PR #599, opened 2024-07-09
Add Decision Point Value Selection schema with an example

sei-vsarvepalli:
This will be an attempt to breakup our work from schema development that will help #588  into smaller pieces and run test cases against this.

All the future schemas will start livings in `data/schema/current/` folder symlinked to a schemaVer version controlled schema documents.


data/schema/current/Decision_Point_Group_Selection.schema.json
ahouseholder, line 1: Suggest renaming to `Decision_Point_Value_Selection.schema.json`

data/schema/v1/Decision_Point_Group_Selection-1-0-1.schema.json
ahouseholder, line 1: Suggest rename to `Decision_Point_Group_Selection-1-0-1.schema.json`

data/schema_examples/CVE-1969-0000-Decision_Point_Group_Selection.json
ahouseholder, line 1: Suggest rename to `CVE-1969-0000-Decision_Point_Value_Selection.json`

docs/ssvc-calc/Decision_Point.schema.json
ahouseholder, line 1: Is it necessary to have a separate set of schemas in `docs/ssvc-calc`? Or could they be included in `data/schema`? (If these are the same as the ones already in `data/schema`, can they be replaced by softlinks? Just trying to avoid having to maintain two copies of the same file. 

Might be a good time to add a version string to them while we're touching them too.

docs/ssvc-calc/Decision_Point_Group.schema.json
ahouseholder, line 1: See comment on previous file: 

- Can this be replaced by a link?
- Should it get a version string while we're at it?

ahouseholder (changes requested):
I think the filenames are overloading the phrase "Decision Point Group" which has meaning in the definition of decision models. Can we call it "Decision Point Value Selection" instead? 

I'd like us to keep this schema as absolutely narrowly scoped as possible. This schema does not require the creation of a "decision point group" object, as it's just a list of decision points and selected values from them.

docs/ssvc-calc/Decision_Point_Group.schema.json
sei-vsarvepalli: These two files are spurious - I can remove these really.. Definitely not focus of this PR

data/schema_examples/CVE-1969-0000-Decision_Point_Group_Selection.json
```diff
@@ -0,0 +1,32 @@
+{
+    "id": "CVE-1969-0000",
+    "role": "Coordinator",
```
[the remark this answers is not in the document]
sei-vsarvepalli: Do you mean to remove it from the "example" or also from the schema? 

As I see it: 
Role is just an optional field anyway. I think it is useful if CISA wants to publish and there is another stakeholder type also wants to publish SSVC metrics - we can distinguish the type of stakeholder.

docs/ssvc-calc/Decision_Point.schema.json
sei-vsarvepalli: These two files are spurious - I can remove these really.. Definitely not focus of this PR

data/schema_examples/CVE-1969-0000-Decision_Point_Group_Selection.json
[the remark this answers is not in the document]
sei-vsarvepalli: BTW Do we also need SSVC Vector Representation as part of the Group Selection schema?

sei-vsarvepalli:
Looks like the data/schema/Decision_Point.schema.json and data/schema/Decision_Point_Group.schema.json should be setup for some Test Cases to run properly. adding these with some vision strings and tests to run properly

sei-vsarvepalli:
I think we are mostly there for Value Selection schema which is ideally what ADP like capabilities can use to reliably provide their evaluation of a vulnerability using SSVC. Now some questions remains
1. If SSVC is versioned and all the Decision Points are fixed that are part of SSVC 2.1 and are documented. Is it redundant or over-stating to provide version under each Decision Point ?
2. Should Value Selection schema have a Vector representation that simplifies a specific evaluation? 

It may be helpful for @j---  to also comment about these questions for operational viability and usage in CISA. Issue #576 will get a very different answer if this PR is merged.

ahouseholder:
> 1. If SSVC is versioned and all the Decision Points are fixed that are part of SSVC 2.1 and are documented. Is it redundant or over-stating to provide version under each Decision Point ?

The version in each decision point is the decision point version, which we describe in https://certcc.github.io/SSVC/adr/0006-ssvc-decision-point-versioning-rules/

▶ Task to complete
Filter the records above and return every line that holds the word "fixed".

▶ Response below
1. If SSVC is versioned and all the Decision Points are fixed that are part of SSVC 2.1 and are documented. Is it redundant or over-stating to provide version under each Decision Point ?
> 1. If SSVC is versioned and all the Decision Points are fixed that are part of SSVC 2.1 and are documented. Is it redundant or over-stating to provide version under each Decision Point ?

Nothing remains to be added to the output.